Аберкромби, фермер, один из первых поселенцев, откликнувшихся на объявление Бидвелла о создании Фаунт-Рояла, тоже внес свою лепту:
— Чем быстрее ее повесят, тем спокойнее спать будем! Упаси нас Господь сгореть в своей постели!
— Да-да, — буркнул Бидвелл и сделал рукой жест, заканчивающий разговор.
Шаг его стал быстрее, на лице заблестел пот, ткань под мышками потемнела. За его спиной тяжело дышал Уинстон; от обволакивающей сырости у него запотели очки. На следующем шаге он наступил правой ногой на груду конских яблок, которую только что ловко обошел Бидвелл.
— Уж если они нам кого и пришлют, — напоследок крикнул Каттер, — то психа какого-нибудь, вытащенного из ихнего местного дурдома!
— Говорит о дурдоме со знанием дела, — сказал Бидвелл, ни к кому в особенности не обращаясь.
Они миновали школу и стоящий рядом дом учителя Джонстона. На пастбище рядом с фермой и сараем Линдстрома паслось небольшое стадо коров, а дальше расположился дом собраний, перед которым на флагштоке уныло повис британский флаг. Чуть дальше — и Бидвелл еще сильнее ускорил шаг — маячило грубое и лишенное окон здание тюрьмы, срубленное из тяжелых бревен, а на единственной входной двери висел железный замок. Перед тюрьмой торчал позорный столб, к которому привязывали негодяев, виновных в воровстве или богохульстве либо иным образом навлекших на себя гнев городского совета. Иногда их еще вымазывали той субстанцией, что сейчас налипла на правый сапог Уинстона.
Остаток улицы Истины за тюрьмой занимали несколько домов с сараями, садами и клочками полей. Некоторые были пусты, от одного остался лишь обгорелый каркас.
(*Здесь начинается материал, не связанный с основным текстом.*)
PR #231, opened 2023-11-22
[SYSVABI64] Add Guarded Control Stack (GCS) Feature Bit

smithp35:
Add GNU_PROPERTY_AARCH64_FEATURE_1_GCS to the GNU property GNU_PROPERTY_AARCH64_FEATURE_1_AND.

This permits executables and shared libraries to declare that they are compatible with GCS, this permits a platform to enable GCS for a program when the executable and all of its dependecies are compatible with it.

When GCS is enabled, use of dlopen of a shared library that is not GCS compatible is platform defined. Some platforms may be able to disable GCS, others may decide to refuse to load the library.

### DIFF
--- a/sysvabi64/sysvabi64.rst
+++ b/sysvabi64/sysvabi64.rst
@@ -200,8 +200,11 @@ Change History
  | 02Alpha    | 6\ :sup:`th` April 2023      | Define the processor specific interpretation for      |
  |            |                              | DT_PLTGOT                                             |
  +------------+------------------------------+-------------------------------------------------------+
- | 2023Q4     | 24\ :sup:`th` 2023           | Added Program Property, Program Loading and           |
+ | 2023Q4     | 22\ :sup:`nd` November 2023  | Added Program Property, Program Loading and           |
  |            |                              | Dynamic Linking contents from `AAELF64`_              |
+ |            |                              |                                                       |
+ |            |                              | Added Dynamic linking content for GCS including       |
+ |            |                              | GNU_PROPERTY_AARCH64_FEATURE_1_GCS Feature Bit        |
  +------------+------------------------------+-------------------------------------------------------+
 
 References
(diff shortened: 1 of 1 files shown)


sysvabi64/sysvabi64.rst
```diff
@@ -1643,11 +1648,25 @@ Its use is optional, meaning that an ELF file where this feature bit
 is unset can still have Return Address signing enabled in some or all of
 its executable sections.
 
+``GNU_PROPERTY_AARCH64_FEATURE_1_GCS`` This indicates that all
+executable sections are compatible with the Guarded control stack
+(GCS) mechanism. Minimum requirements for setting this feature bit
+include:
+
+* The number of ``procedure return address push operations`` and the
```
john-brawn-arm, line 1656: The terms "procedure return address push operation" and "procedure return address pop operation" are defined only in the GCS specification (as far as I know) and are perhaps a bit misleading here (on first reading I thought it was talking about the STP at function start and LDP at function end, but it's actually talking about BL and RET). Also having a matching number of BL/RET isn't enough, every RET has to match up with the BL that called the function.

I think rewording this to be something like the following would be clearer:
> Each function that is called using a BL instruction (or other instruction that is a GCS procedure return address push operation) returns using a RET instruction (or other instruction that is a GSC procedure return address pop operation). This means that RET instructions are used for function returns, and not as an indirect branch.

smithp35: Thanks for the suggestion, I've used an almost identical wording in a fixup commit that I'll squash prior to merging.

sysvabi64/sysvabi64.rst
```diff
@@ -1643,11 +1648,27 @@ Its use is optional, meaning that an ELF file where this feature bit
...
 
+``GNU_PROPERTY_AARCH64_FEATURE_1_GCS`` This indicates that all
+executable sections are compatible with the Guarded control stack
+(GCS) mechanism. Minimum requirements for setting this feature bit
+include:
+
+* Each function that is called using a BL instruction (or other
+  instruction that is a GCS ``procedure return address push
+  operation``) returns using a RET instruction (or other instruction
+  that is a ``GCS procedure return address pop operation``). This
```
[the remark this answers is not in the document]
smithp35: Apologies for the mistake. Looking at the spec it should be outside. I want to highlight that `procedure return address push operation` is a term from a specification, that I expect will eventually be in the Arm ARM as a highlighted term. Without it procedure return address push operation could just be a generic sentence.

Will fix.

DanielKristofKiss (approved):

sallyarmneale (commented):
No changes required

PR #232, opened 2023-11-30
Define soft-float PCS for AArch64

ostannard:
With the release of the Cortex-R82, we now have an AArch64 CPU which can be built without any floating-point instructions or registers, so I think we should re-consider our decision to not have a soft-float variant of the AArch64 PCS.

I've worded this as a variant over the base PCS, to keep it simple.

No compiler implements this yet, but clang does already allow passing floating-point types without an FPU, and seems to implement the first bullet point correctly. I'm working on LLVM patches which will implement bullet points 2 and 3.

GCC doesn't currently allow any use of floating-point types without an FPU for AArch64, so we don't need to worry about compatibility with existing code there.

For the fourth bullet point, I don't think we need to define the PCS for vector types, because these are only defined by the ACLE when the relevant hardware exists.

### DIFF
--- a/aapcs64/aapcs64.rst
+++ b/aapcs64/aapcs64.rst
@@ -253,6 +253,7 @@ changes to the content of the document for that release.
 |            | October 2023       |                                                                  |
 +------------+--------------------+------------------------------------------------------------------+
 |            |                    | - Change the status of the SME support from Alpha to Beta.       |
+|            |                    | - Add soft-float PCS variant.                                    |
 +------------+--------------------+------------------------------------------------------------------+
 
 References
@@ -2027,6 +2028,21 @@ size\_t, ptrdiff\_t
 -------------------
 
 See `Arm C and C++ language mappings`_.
+
+Soft-float
+----------
+
+The soft-float variant is defined for Arm v8-R implementations that do not have floating-point instructions or registers. This variant is incompatible with the base procedure call standard and toolchains are not required to support it.
+
+The soft-float variant is defined identically to the base variant, with these changes:
+
+* All floating-point types are passed as if they are an Integral machine type with the same byte-size and alignment.
+
+* No types are considered to be HFAs or HVAs.
+
+* The definition of ``va_list`` is unchanged. The ``__vr_top`` and ``__vr_offs`` fields may be left uninitialised by ``va_start``, and their values must not be relied on by ``va_arg``.
+
+* The calling convention for Short Vector, Scalable Vector and Scalable Predicate machine types is left undefined.
 
 .. raw:: pdf
 


aapcs64/aapcs64.rst
```diff
@@ -2026,6 +2026,21 @@ size\_t, ptrdiff\_t
...
+Soft-float variant
+------------------
+
+For v8-R CPUs which do not have floating-point instructions or registers, the soft-float variant of the PCS can be used. Arm recommends that this is not used more widely, as most existing AArch64 implementations do have floating-point registers, and this variant is incompatible with the base variant.
+
+The soft-float variant is defined identically to the base variant, with these changes:
+
+* All floating-point types are passed as if they are an integer type with the same bit-width.
+
+* No types are considered to be HFAs or HVAs, these are treated as if they are non-homogeneous composite types.
```
smithp35, line 2038: Does the implementation treat these as just structs of integers (of the appropriate size) for example a struct of two floats would be treated as if it were a struct of two integers.

From the specification
```
struct S {
  int x; // substitute for float
  int y; // substitute for float
};
```
Would be considered a homogenous aggregate, just not a homogenous floating point aggregate. I can't see anything in the argument passing rules that does anything special with this definition so it would behave as if a non-homogenous composite type. However for future changes would we prefer it to be defined as a homogenous aggregate or a non-homogenous composite?

If we do want to go down that route perhaps:
``Types that the base procedure call standard would consider HFAs or HVAs are treated as homogenous aggregates of signed Integral type with the same byte size and alignment."

aapcs64/aapcs64.rst
```diff
@@ -2026,6 +2026,21 @@ size\_t, ptrdiff\_t
 
 See `Arm C and C++ language mappings`_.
 
+Soft-float variant
```
smithp35, line 2029: I think this document and aapcs32 hasn't put variant in the title. Presumably inheriting it from "The standard variants". Perhaps just "Soft-float"

aapcs64/aapcs64.rst
```diff
@@ -2026,6 +2026,21 @@ size\_t, ptrdiff\_t
...
+------------------
+
+For v8-R CPUs which do not have floating-point instructions or registers, the soft-float variant of the PCS can be used. Arm recommends that this is not used more widely, as most existing AArch64 implementations do have floating-point registers, and this variant is incompatible with the base variant.
```
smithp35, line 2032: I think we could use stronger language here. Perhaps
The soft-float variant is defined for Arm v8-R implementations that do not have floating-point instructions or registers. This variant is incompatible with the base procedure call standard and toolchains are not required to support it.

smithp35 (commented):
The variant definition looks good to me. I've made some comments/suggestions on the language, some of which could probably do with a second opinion so don't feel that you need to apply them. My intent for most of them is to try and use as similar language as the rest of the document.

aapcs64/aapcs64.rst
ostannard: Done

aapcs64/aapcs64.rst
ostannard: Done

aapcs64/aapcs64.rst
```diff
@@ -2026,6 +2026,21 @@ size\_t, ptrdiff\_t
...
+
+The soft-float variant is defined identically to the base variant, with these changes:
+
+* All floating-point types are passed as if they are an integer type with the same bit-width.
```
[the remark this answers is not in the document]
ostannard: Done, but I've dropped the word `signed` to avoid implying that the integer representation is meaningful, other then the bit-pattern matching the floating point value.

aapcs64/aapcs64.rst
ostannard: I agree that the original wording conflicts with the existing definition of `homogenous aggregate`, but I think that change could be confusing, since `homogenous aggregates of signed Integral type` isn't used anywhere else. Maybe it would be better to cut this down to just "No types are considered to be HFAs or HVAs"?

smithp35: I'd be happy with just "No types are considered to be HFAs or HVAs" I think that is sufficient for someone to work out what they need to do by following the rest of the rules in the doc and avoids a potentially confusing definition.

smithp35 (approved):
I've approved the changes. I've added mmalcomson as a reviewer. Will wait to see if he has any further comments before merging.

mmalcomson (approved):
Appreciate waiting on me (especially given my holidays causing delays).
I don't really have anything to add -- from what I see we've had good discussion on trying to ensure it is clear the scope across which we expect this variant PCS to act.
I appreciate the work -- thanks both!

aapcs64/aapcs64.rst
```diff
@@ -2028,6 +2029,21 @@ size\_t, ptrdiff\_t
...
+
+The soft-float variant is defined identically to the base variant, with these changes:
+
+* All floating-point types are passed as if they are an Integral machine type with the same byte-size and alignment.
+
+* No types are considered to be HFAs or HVAs.
+
+* The definition of ``va_list`` is unchanged. The ``__vr_top`` and ``__vr_offs`` fields may be left uninitialised by ``va_start``, and their values must not be relied on by ``va_arg``.
+
+* The calling convention for Short Vector, Scalable Vector and Scalable Predicate machine types is left undefined.
```
sallyarmneale, line 2045: Add the final comma in the list:

The calling convention for Short Vector, Scalable Vector, and Scalable Predicate machine types is left undefined.

sallyarmneale (commented):
Minor changes required.

aapcs64/aapcs64.rst
ostannard: #277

Заброшенные сады заросли бурьяном и колючками, а поля сейчас более напоминали опасную топь, нежели плодоносную землю. Бидвелл подошел к двери дома почти у конца улицы и уверенно постучал, рукавом смахивая пот со лба.
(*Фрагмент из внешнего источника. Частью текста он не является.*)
PR #233, opened 2023-12-05
[sysvabi] Make hard-float a requirement for sysvabi

smithp35:
The aapcs64 base procedure call standard requires floating point and simd registers. With the advent of a soft-float ABI for R-profile CPUs without floating point, we are making it explicit that platforms based on the System V ABI are required to use the base procedure call standard.

Soft-float pull request in https://github.com/ARM-software/abi-aa/pull/232

### DIFF
--- a/sysvabi64/sysvabi64.rst
+++ b/sysvabi64/sysvabi64.rst
@@ -210,6 +210,8 @@ Change History
  |            |                              |   used by `PAuthABIELF64`_ and                        |
  |            |                              |   `MemTagABIELF64`_.                                  |
  +------------+------------------------------+-------------------------------------------------------+
+ | 2025Q1     | 04\ :sup:`th` February 2025  | Require hard-float ABI for sysvabi platforms          |
+ +------------+------------------------------+-------------------------------------------------------+
 
 References
 ----------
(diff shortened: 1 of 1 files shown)


sysvabi64/sysvabi64.rst
```diff
@@ -363,6 +365,16 @@ AArch64 system.
...
 
+Hardware Requirements
+---------------------
+
+The AArch64 System V ABI requires the presence of SIMD and FP registers.
+
+Procedure call standard requirements
+------------------------------------
+
+The AArch64 System V ABI uses The Base Procedure Call Standard from (AAPCS64_).
```
ostannard, line 376: There are some other ABI variations mentioned in the `The standard variants` section of AAPCS64 (fp16 format, sizes of some types), should we mention any of them here too? I think it would be enough to say that the `LP64` data model must be used, maybe with an option to use `ILP32`.

smithp35: I'll have a think. I am a little worried that the statement is a bit too strong, and could rule out things like the vector PCS.

The opening paragraph of https://github.com/ARM-software/abi-aa/blob/main/aapcs64/aapcs64.rst#6the-base-procedure-call-standard has:
```
Application code is expected to conform to one of three data models defined in this standard; ILP32, LP64 or LLP64.
```
I think that is something close to what I want to say, without duplicating the text exactly. Perhaps I can find a way of referencing it more directly.

stuij (approved):
Sorry for the long wait. LGTM.

smithp35:
Rebased with to resolve conflict with version history.

sallyarmneale (commented):
Looks good to me

PR #242, opened 2024-01-31
Clarify R_<CLS>_RELATIVE optimization wording

smeenai:
The optimization is applied by the static linker, so we should reword
the sentence from that perspective. Thanks to @smithp35 for suggesting
the wording.


MaskRay:
I think "resolves to the current dynamic shared object" conveys the same meaning: rtld binds the symbol reference to the current DSO.

smeenai:
Hmm. I was thinking about this from the perspective of the static linker, since it'll be the one emitting RELATIVE vs. GLOB_DAT as an optimization (the context of the sentence). I guess a better wording for the entire sentence from that perspective would be:

> This relocation represents an optimization; it can be used to replace ``R_<CLS>_GLOB_DAT`` when the symbol ~resolves to~ *is defined in* the current dynamic shared object and is not pre-emptable.

You're right from the rtld perspective, but I don't understand the optimization discussion from that perspective. The static linker is the one deciding what relocation type to emit, and rtld is just acting on it, right?

aaelf64/aaelf64.rst
```diff
@@ -1738,7 +1738,7 @@ The need for copy relocations can be avoided if a compiler generates all code re
...
+``R_<CLS>_RELATIVE`` represents a relative adjustment to the place based on the load address of the object relative to its original link address. All symbols defined in the same segment will have the same relative adjustment. If ``S`` is the null symbol (ELF symbol index 0) then the adjustment is based on the segment defining the place. On systems where all segments are mapped contiguously the adjustment will be the same for each reloction, thus adjustment never needs to resolve the symbol. This relocation represents an optimization; it can be used to replace ``R_<CLS>_GLOB_DAT`` when the symbol resolves to the current dynamic shared object and is not pre-emptable.
```
smithp35, line 1741: I interpreted resolves to the current dynamic shared object as not including the cases when the symbol could be pre-empted. However it maybe one of those cases where knowing the answer makes it easier to make that interpretation.

I do think the current wording could do with some clarification, particularly as RELATIVE relocations are used in position independent executables.

May I suggest the alternative wording:
```
This relocation represents an optimization; a static linker can replace ``R_<CLS>_GLOB_DAT`` when the symbol is known at static link time to always resolve to the current link unit.
```
I've not explicitly mentioned pre-emptable but I think the always resolve catches that.

smithp35 (commented):
Thanks very much for patch. 

I've made an alternative suggestion as I think the text should be more specific about static linking and less specific about the current shared object.

aaelf64/aaelf64.rst
smeenai: That alternative wording sounds great to me; I'd maybe say "a static linker can **use it to** replace" or "a static linker can replace `R_<CLS>_GLOB_DAT` **with it** when" just to be explicit, but it's exactly what I was going for. Did you want to create a separate PR/commit for that or just edit this one?

smithp35: It would be easiest for me if you can choose one of your alternatives (use it to) or (with it) and update this PR, I'm happy with either variation! The ABI unfortunately uses merge and rebase rather than merge and squash, so to avoid a load of fixup commits we do a squash before merging. With such a simple change you may as well just force-push a replacement.

The company prefers for us not to edit PRs, so it is either update this one or submit a new PR which seems like more work than is necessary.

smeenai:
Thanks, I updated the wording with your suggestion. I also updated the PR title and description to match the commit, because I wasn't sure which one would be ultimately used.

smithp35 (approved):
Thanks for the update LGTM.

I'll leave it open for a week before merging to give any of my colleagues a chance to comment.

smeenai:
Can we merge this now? :)

stuij:
Yes :) As per @smithp35's previous comments.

Почти сразу приоткрылась дверь, и высунулась сероватая физиономия мужчины с запавшими глазами, которому явно не хватало сна.
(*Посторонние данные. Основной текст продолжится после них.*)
PR #243, opened 2024-02-02
Promote the SME(2) ABI status from Alpha to Beta

rsandifo-arm:
The SME and SME2 ABI have been implemented in upstream GCC and Clang/LLVM, so I think they're ready to be treated as Beta.


stuij (approved):
LGTM

stuij:
thanks!
FWIW, similar changes have already been merged in the ACLE:
https://github.com/ARM-software/acle/pull/299

sallyarmneale (commented):
No changes required. But just a note to say that I *think* you have two spaces after each full stop - this isn't necessary.  A single full stop is standard now.

PR #246, opened 2024-02-15
[aaelf32] Note that R_ARM_PREL31 can create veneers

smeenai:
Since https://reviews.llvm.org/D25721, LLD has assumed this. I assume
other linkers behave similarly, and LLVM's ARM backend also assumes that
R_ARM_PREL31 is PLT-generating. Update the ABI to reflect that.

### DIFF
--- a/aaelf32/aaelf32.rst
+++ b/aaelf32/aaelf32.rst
@@ -2231,8 +2231,8 @@ to effect the transition to Thumb state. Conditional function call instructions
 
 A linker may use a veneer (a sequence of instructions) to implement the
 relocated branch if the relocation is one of R_ARM_PC24, R_ARM_CALL,
-R_ARM_JUMP24, (or, in Thumb state, R_ARM_THM_CALL, R_ARM_THM_JUMP24, or
-R_ARM_THM_JUMP19) and:
+R_ARM_JUMP24, R_ARM_PREL31, (or, in Thumb state, R_ARM_THM_CALL,
+R_ARM_THM_JUMP24, or R_ARM_THM_JUMP19) and:
 
 * The target symbol has type STT_FUNC
 


aaelf32/aaelf32.rst
```diff
@@ -2231,8 +2231,8 @@ to effect the transition to Thumb state. Conditional function call instructions
 
 A linker may use a veneer (a sequence of instructions) to implement the
 relocated branch if the relocation is one of R_ARM_PC24, R_ARM_CALL,
-R_ARM_JUMP24, (or, in Thumb state, R_ARM_THM_CALL, R_ARM_THM_JUMP24, or
-R_ARM_THM_JUMP19) and:
+R_ARM_JUMP24, R_ARM_PREL31, (or, in Thumb state, R_ARM_THM_CALL,
```
smithp35, line 2234: I'm not sure this is the right place as R_ARM_PREL31 is not a call or jump relocation (https://github.com/ARM-software/abi-aa/blob/main/aaelf32/aaelf32.rst#L2037)

There is a section in the ehabi32 which states that most uses of R_ARM_PREL31 must be via the section symbol + addend to avoid the symbol getting indirected via the PLT or a Thunk so the only cases where there is R_ARM_PREL31 is the address of the personality routine.

I think if we were going to put this anywhere then something near:
https://github.com/ARM-software/abi-aa/blob/main/aaelf32/aaelf32.rst#L2557 might work

```
In addition to the data generating relocations listed above the call and branch
relocations (R_ARM_CALL, R_ARM_THM_CALL, R_ARM_JUMP24, R_ARM_THM_JUMP24, R_ARM_THM_JUMP19), and the data relocation R_ARM_PREL31, may also require a proxy to be generated if the symbol will
be defined in an external executable or may be pre-empted at execution time.
```

smithp35 (commented):
Apologies for missing this a few weeks ago. I think we would be better stating this in the section on PLTs as R_ARM_PREL31 is a data relocation.

PR #250, opened 2024-03-19
[PAUTHABIELF64] Remove alternative ELF marking scheme

smithp35:
No implementation is using the alternative marking scheme; take the opportunity to remove it, so that toolchains do not need to support it.

The alternative marking scheme started as the default one back when the spec was written. At the time there were only prototype implementations for which signing schema compatibility and versioning weren't important.

Over time Arm's ELF marking for SysV has evolved such that the preference for ELF executables and shared-libraries is to use GNU Program Properties. We intend to migrate to Build Attributes for relocatable objects, but until that change is made GNU Program Properties should be used in relocatable objects too.

The alternative ELF marking scheme was preserved for backwards compatibility, however no current implementation needs that so it can be removed.


asl:
Confirmed, we are not doing any "alternative" bits.

asl (approved):

smithp35:
Thanks for the confirmation. Merging.

PR #251, opened 2024-03-21
[CLIBABI32] Restore missing reference to EDOM.

statham-arm:
I just noticed a paragraph that was grammatically confusing because it contained a comma with no word before it, and an equality with no left-hand side.

It looks to me as if the <errno.h> macro name EDOM was accidentally deleted in both cases. (Rationale: EDOM is an error code closely related to ERANGE, and matches the claim in the paragraph that its consensus value is 33 – that's its value on Linux, for example.)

— Добрый день, Мейсон, — вежливо поздоровался Бидвелл. — Я пришел навестить вашу жену.
Мейсон Барроу отлично знал, почему хозяин Фаунт-Рояла пришел к его двери. Он открыл ее и отступил от входа. Черноволосая голова ушла в плечи, как у собаки, которая ожидает порки. Бидвелл и Уинстон вошли в дом, который по сравнению с только что покинутым особняком казался шляпной картонкой. Двое детишек Барроу — восьмилетняя Мелисса и шестилетний Престон — тоже были в передней. Старшая наблюдала из-за стола, а младший цеплялся за отцовскую штанину. Бидвелл не был человеком невежливым: он прежде всего снял шляпу.